Recently, I’ve been trying to work my way through a sizable stack of magazines that have accumulated in my apartment. So while walking on the treadmill in the gym, I’ve been catching up on the fashion and beauty articles in Glamour, Elle, and Marie Claire. Mostly I like to look at the columns devoted to new beauty products and the pictorials telling me what heel height is “in” for the next season. One of my favorites is the splurge vs. steal section where one magazine throws up pics of trendy outfits including jewelry and shoes and tells you what was a splurge and what was a steal. I like to see if I have anything resembling these trends at home. I am a product of my generation. I really can’t explain the appeal to anyone that didn’t spend his or her teens hanging at the mall.
I’ve noticed lately that these magazines also attempt to highlight issues in women’s health beyond the regular articles featuring questions you are too embarrassed to ask your doctor. I was about 20 minutes into my walk when I turned the page and skimmed over a headline that caught my attention in the May 2010 issue of Marie Claire. Anne Wojcicki, one of the co-founders of 23andMe, a genetic testing firm was interviewed about her life as an entrepreneur in the biotech industry. I read through the article and my first thought was disappointment. I was so disappointed. I felt that the author should have focused on the controversy surrounding the impending sales of these test kits at retailers such as Walgreen’s. Instead, the focus was on Wojcicki—her hair color and clothing preferences, the way she and her husband live in a humble home considering their measurable wealth, and her background and ultimate success as a businesswoman. While I applaud the journal for highlighting her as an individual, they glossed over the controversy surrounding the release of this technology and presented a completely one-sided account. I suppose that given the magazine I found it in, I shouldn’t have expected riveting journalism.
I think that if I had not read an article earlier the same week announcing the sale of the kits, produced by a few companies including 23andMe, then I wouldn’t have been nearly so disappointed with the Marie Claire piece. I had no idea that such tests were in development let alone ready to be stocked in pharmacies. I think the principle is a good one—using a swab, you collect some saliva and send it off to the company for analysis and find out if you are at risk for heart disease, diabetes, some cancers, etc. Each company is a bit different, but using your DNA, they determine if you have genes for a host of diseases including ones that are not preventable, such as Alzheimer’s. You get a report from the company giving you the statistics and your risks for developing these conditions in the future based on your unique gene profile.
While I am a proponent of what is being called “personalized medicine,” I understand why these at-home gene test kits are currently a subject of debate with the FDA. First, I would like to note that you can easily undergo genetic testing by a licensed doctor and speak with a genetic counselor.
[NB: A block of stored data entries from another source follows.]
PR #4247, opened 2016-09-16
Add fsbot-data-browser recipe

Benaiah:
Simple package to view the entry database of the resident bot at #emacs on Freenode.

### DIFF
--- a/recipes/fsbot-data-browser
+++ b/recipes/fsbot-data-browser
@@ -1,0 +1,1 @@
+(fsbot-data-browser :repo "benaiah/fsbot-data-browser" :fetcher github)


syohex:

I know this because I’ve had friends who are pregnant and it seems like all of them have gone in for tests because of a history of miscarriage or other reproductive issues. So tests like these are not novel. They have been around in the healthcare community for quite awhile. In Marie Claire, Wojcicki is quoted as saying, “the paternalism of the medical industry is insane. But scientific advances are changing all that." You have got to be kidding me! I personally think that her company and others like 23andMe are offering a service without proper support for their customers. The information that they are giving to people is potentially life altering and could also cause great emotional distress. If I found out that I had a gene that increased my risk for Alzheimer’s, for example, I would have to take that into account when I considered getting married and having a family. Furthermore, a small study by the Coriell Institute for Medical Research in New Jersey, gave 44 participants a genetic screen much like the ones the FDA is currently scrutinizing. Interviews with the study participants found that one-third had shared their results with a doctor. Of these, half received behavior or lifestyle recommendations from their doctors based on the test results, but a quarter of these patients said that their physicians “didn't know what to make of the information.” I think that the customers of these at-home kits may not completely understand the results because even clinicians aren’t 100% clear on the role that behavioral factors like diet have on many of the conditions these tests examine. Also, similar studies have shown that the participants didn’t make any significant changes in their lifestyles based on genetic test results that they hadn’t already begun to make.
The bottom line for me is that it is irresponsible to give a person this information without proper education and a medical support system that could help the individual make lifestyle changes. Wojcicki’s assertion that the medical community is attempting to somehow control patients by not supporting these gene-testing kits is absurd. I think that if these kits were offered and used under the direction of knowledgeable healthcare professionals equipped to help counsel the patient, the controversy would be hampered or not exist at all. For me the controversy is in giving this information to someone who won’t know what it means or what to do with it in order to try to prevent developing disease.